High-Resolution Simulations of H₂/O₂ Detonations

The accurate simulation of gaseous combustion is difficult due to the multi-scale nature and geometrical complexity of detonation and deflagration waves. To address this difficulty, coarse-grained simulations were performed which take advantage of accelerated compute architectures. High-resolution, three-dimensional, large eddy simulations of the detonation of pre-mixed H₂/O₂ were performed with FURY, a GPU capable, compressible flow solver. The purpose of these simulations is to validate the FURY code for reactive flows, to demonstrate and quantify the code performance and scaling characteristics on GPU clusters, and to generate high-resolution reference solutions for the development of reaction and interface models.

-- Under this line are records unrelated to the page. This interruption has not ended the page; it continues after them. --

PR #2328, opened 2022-04-13
Fix race condition when creating index hidden indice

Aschen:
## What does this PR do ?

When creating a new index, an special ES indice is created (`&<index>._kuzzle_keep`) to reserve the index name.

If `index:create` is called in the same time, then we have a race condition when trying to create this indice since it could have been created between the check for existence and the creation.

This PR use a mutex to prevent such race conditions

### DIFF
--- a/lib/service/storage/elasticsearch.js
+++ b/lib/service/storage/elasticsearch.js
@@ -1819,21 +1819,13 @@ class ElasticSearch extends Service {
       index: await this._getIndice(index, collection)
     };
 
-    const mutex = new Mutex(`hiddenCollection/${index}`);
     try {
-      await mutex.lock();
-
       await this._client.indices.delete(esRequest);
 
-      if (! await this._hasHiddenCollection(index)) {
-        await this._createHiddenCollection(index);
-      }
+      await this._createHiddenCollection(index);
     }
     catch (e) {
       throw this._esWrapper.formatESError(e);
-    }
-    finally {
-      await mutex.unlock();
     }
 
     return null;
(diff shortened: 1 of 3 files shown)


lib/service/storage/elasticsearch.js
```diff
@@ -1819,7 +1819,7 @@ class ElasticSearch extends Service {
       index: await this._getIndice(index, collection)
     };
 
-    const mutex = new Mutex(`hiddenCollection/delete/${index}`);
+    const mutex = new Mutex(`hiddenCollection/${index}`);
     try {
       await this._client.indices.delete(esRequest);
```
Shiranuit, line 1825: shouldn't the mutex be acquired before deleting the indice in ES ?

Shiranuit, line 1825: I see the mutex is acquired after deleting the index in ES, shouldn't the mutex be acquired before ?

Shiranuit (changes requested):

lib/service/storage/elasticsearch.js
```diff
@@ -1819,12 +1819,12 @@ class ElasticSearch extends Service {
...
+    const mutex = new Mutex(`hiddenCollection/${index}`);
     try {
-      await this._client.indices.delete(esRequest);
-
       await mutex.lock();
 
+      await this._client.indices.delete(esRequest);
+
       if (! await this._hasHiddenCollection(index)) {
         await this._createHiddenCollection(index);
```
Shiranuit, line 1829: A bit tricky but `deleteCollection` uses the mutex `hiddenCollection/${index}` then later calls `_createHiddenCollection` which also use the mutex `hiddenCollection/${index}` which is already locked at the moment it is called, which causes your test to be stuck in an infinite loop

Shiranuit (approved):

clementbolin (approved):

Issue #2275, opened 2022-02-21
Be able to force number of replicas and primary shards using the Kuzzle configuration


alexandrebouthinon:
## Feature Description
In order to match every specific Elasticsearch cluster specs, we need to be able to choose how many primary and replicas we want for Elasticsearch indexes. For now we can only give the `number_of_replicas` and `number_of_shards` index settings when creating Kuzzle collection. This is fine but not enough since we cannot modify it for Kuzzle indexes. IT teams should be able to enforce those parameters to match their Elasticsearch cluster topology and settings using the Kuzzle configuration

## Possible solution
- Add dedicated param in the Kuzzle configuration
- Rework the Kuzzle index creation to use these settings
- Rework the Kuzzle collection create to use these settings

alexandrebouthinon:
Added in https://github.com/kuzzleio/kuzzle/pull/2391

Issue #2208, opened 2021-11-16
Make the number of shards configurable for internal collections


Aschen:
## Feature Description

Allows to modify the default number of shards for internal collections of the `kuzzle` index such as `users`.

:warning: The number of shards can only be set when the collection is created for the first time

PR #2329, opened 2022-04-14
Add kuzzle config settings for internal index's number of shards and replicas

ChillPC:
#2208 #2275

## What does this PR do ?

Add the possibility to give ES index settings for internal index's collection in kuzzle configuration. Also update dynamic ES settings of internal index's collection when restarting kuzzle.

The changes also affect plugins as there ES indexes are treated by kuzzle as internal index's collection.

  For creation :

- Step 1 : Set your number of replicas and shards for internal collection
- Step 2 : Make your elasticsearch service port 9200 accessible
- Step 3 : Start kuzzle
- Step 4 : `curl -X GET "127.0.0.1:9200/_cat/shards/%25kuzzle*"`

Update number of replicas :

- Step 1 : Set a different number of replicas
- Step 2 : Make your elasticsearch service port 9200 accessible
- Step 3 : Restart kuzzle
- Step 4 : `curl -X GET "127.0.0.1:9200/_cat/shards/%25kuzzle*"`

### DIFF
--- a/.kuzzlerc.sample
+++ b/.kuzzlerc.sample
@@ -774,54 +774,90 @@
       "internalIndex": {
         "name": "kuzzle",
         "collections": {
-          "dynamic": "false",
           "users": {
-            "properties": {
-              "profileIds": { "type": "keyword" }
+            "settings": {
+              "number_of_shards": 1,
+              "number_of_replicas": 1
+            },
+            "mappings": {
+              "dynamic": "false",
+              "properties": {
+                "profileIds": { "type": "keyword" }
+              }
             }
           },
           "profiles": {
-            "dynamic": "false",
-            "properties": {
-              "policies": {
-                "properties":  {
-                  "roleId": { "type": "keyword" }
+            "settings": {
+              "number_of_shards": 1,
+              "number_of_replicas": 1
+            },
+            "mappings": {
+              "dynamic": "false",
+              "properties": {
+                "policies": {
+                  "properties":  {
+                    "roleId": { "type": "keyword" }
+                  }
                 }
               }
             }
           },
           "roles": {
-            "dynamic": "false",
-            "properties": {
-              "controllers": {
-                "dynamic": "false",
-                "properties": {}
+            "settings": {
+              "number_of_shards": 1,
+              "number_of_replicas": 1
+            },
+            "mappings": {
+              "dynamic": "false",
+              "properties": {
+                "controllers": {
+                  "dynamic": "false",
+                  "properties": {}
+                }
               }
             }
           },
           "validations": {
-            "properties": {
-              "index": { "type": "keyword" },
-              "collection": { "type": "keyword" },
-              "validations": {
-                "dynamic": "false",
-                "properties": {}
+            "settings": {
+              "number_of_shards": 1,
+              "number_of_replicas": 1
+            },
+            "mappings": {
+              "properties": {
+                "index": { "type": "keyword" },
+                "collection": { "type": "keyword" },
+                "validations": {
+                  "dynamic": "false",
+                  "properties": {}
+                }
               }
             }
           },
           "config": {
-            "dynamic": "false",
-            "properties": {}
+            "settings": {
+              "number_of_shards": 1,
+              "number_of_replicas": 1
+            },
+            "mappings": {
+              "dynamic": "false",
+              "properties": {}
+            }
           },
           "api-keys": {
-            "dynamic": "false",
-            "properties": {
-              "userId": { "type": "keyword" },
-              "hash": { "type": "keyword" },
-              "expiresAt": { "type": "long" },
-              "ttl": { "type": "keyword" },
-              "description": { "type": "text" },
-              "token": { "type": "keyword" }
+            "settings": {
+              "number_of_shards": 1,
+              "number_of_replicas": 1
+            },
+            "mappings": {
+              "dynamic": "false",
+              "properties": {
+                "userId": { "type": "keyword" },
+                "hash": { "type": "keyword" },
+                "expiresAt": { "type": "long" },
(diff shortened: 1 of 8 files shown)


ChillPC:
Manually tested with creation and update of internal index's creation with :
- New deprecated friendly config with `undefined` (this branch)
- New clean config (`test/new-kuzzle-config`)
- Old config (`test/deprecated-kuzzle-config`)

Aschen (changes requested):
`lib/core/shared/store.js` is a good candidate for a typescript conversion ;-)

.kuzzlerc.sample
```diff
@@ -771,57 +771,98 @@
...
+      // See https://www.elastic.co/guide/en/elasticsearch/reference/7.5/index-modules.html#index-modules-settings
       "internalIndex": {
         "name": "kuzzle",
         "collections": {
-          "dynamic": "false",
           "users": {
-            "properties": {
-              "profileIds": { "type": "keyword" }
+            "settings": {
+              "number_of_shards": 1,
```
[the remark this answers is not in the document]
alexandrebouthinon: 1 shard is ok for maximum 1 million documents. If we have to go beyond that, I think we start looking at fine-tuning and it just needs to be documented

lib/core/shared/store.js
```diff
@@ -114,17 +135,101 @@ class Store {
...
+              // Create call will update collection and cache it internally
+              return global.kuzzle.ask(
+                `core:storage:${this.scope}:collection:create`,
+                this.index,
+                collection,
+                // @deprecated
+                (isConfigDeprecated)
+                  ? { mappings: config.mappings }
+                  : { mappings: config.mappings, settings: dynamicSettings },
+              );
```
alexandrebouthinon, line 211: I don't get the purpose of all of this. IMO if a collection already exists we only need to reject the collection creation process didn't we?

lib/core/shared/store.js
```diff
@@ -92,18 +94,37 @@ class Store {
...
+    else {
+      // Ensure that cached collection are used after being properly
+      // created by a kuzzle cluster
+      const cachingMutex = new Mutex(`Store.init(${this.index})`, {
+        timeout: -1,
+        ttl: 30000,
+      });
+
+      await cachingMutex.lock();
+      cachingMutex.unlock();
```
Aschen, line 123: Why locking the mutex to unlock it in the next instruction?

lib/core/shared/store.js
```diff
@@ -114,17 +135,101 @@ class Store {
...
-      { concurrency: 10 });
+  createCollections (
+    collections,
+    { indexCacheOnly = false } = {}
+  ) {
+    return promiseAllN(
+      Object.entries(collections).map(
+        ([collection, config]) => async () => {
+          // @deprecated
+          if (config.mappings !== undefined && config.settings !== undefined) {
```
Aschen, line 146: You should use a guard instead to avoid indenting the whole block

lib/core/shared/store.js
```diff
@@ -114,17 +135,101 @@ class Store {
...
+            }
+
+            const exist = await global.kuzzle.ask(
+              `core:storage:${this.scope}:collection:exist`,
+              this.index,
+              collection);
+
+            if (exist) {
+              // @deprecated
+              const dynamicSettings = (isConfigDeprecated)
```
Aschen, line 168: Useless parenthesis
```suggestion
              const dynamicSettings = isConfigDeprecated
```

lib/core/shared/store.js
```diff
@@ -114,17 +135,101 @@ class Store {
...
+                }
+                global.kuzzle.log.warn([
+                  'Attempt to recreate',
+                  `an existing collection ${collection}`,
+                  `of index ${this.index} of scope ${this.scope}`,
+                  'with non matching',
+                  'static setting : number_of_shards',
+                  `at ${config.settings.number_of_shards} while existing one`,
+                  `is at ${existingSettings.number_of_shards}`,
+                ].join('\n'));
```
Aschen, line 199: Log line should be on a single line

lib/core/shared/store.js
```diff
@@ -114,17 +135,101 @@ class Store {
...
+              }
+
+              return global.kuzzle.ask(
+                `core:storage:${this.scope}:collection:create`,
+                this.index,
+                collection,
+                // @deprecated
+                (isConfigDeprecated)
```
Aschen, line 207: Useless parenthesis
```suggestion
                isConfigDeprecated
```

lib/util/async.ts
```diff
@@ -0,0 +1,57 @@
+// Taken from :
+// https://gist.github.com/jcouyang/632709f30e12a7879a73e9e132c0d56b
+export function promiseAllN<T> (collection: Array<() => Promise<T>>, n = 100): Promise<T[]> {
```
Aschen, line 3: Can you add a more explicit comment and also give an usage example please?

package-lock.json
```diff
@@ -429,6 +429,14 @@
         "js-yaml": "^4.1.0",
         "minimatch": "^3.0.4",
         "strip-json-comments": "^3.1.1"
+      },
+      "dependencies": {
+        "strip-json-comments": {
```
Aschen, line 434: Why did the `package-lock.json` file changed but not the `package.json` ?

Aschen (changes requested):

lib/core/shared/store.js
Aschen, line 123: Why locking the mutex to unlock it in the next instruction?

Aschen, line 123: This should be awaited

Aschen (changes requested):

Shiranuit (approved):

For these simulations, detonation waves were initiated by prescribing a point-like hot spot within a volume of pre-mixed H₂ and O₂. A single-step, global reaction mechanism is used to model the combustion of hydrogen with oxygen (2H₂+O₂->2H₂0). Additionally, the effects of an artificial viscosity model and noise filter are evaluated as a mechanism to stabilize the ignition discontinuity and to eliminate spurious oscillations. The performance and scaling characteristics of FURY are presented and detonation wave structure and propagation speeds are compared to experimental data for pre-mixed H₂/O₂ detonations.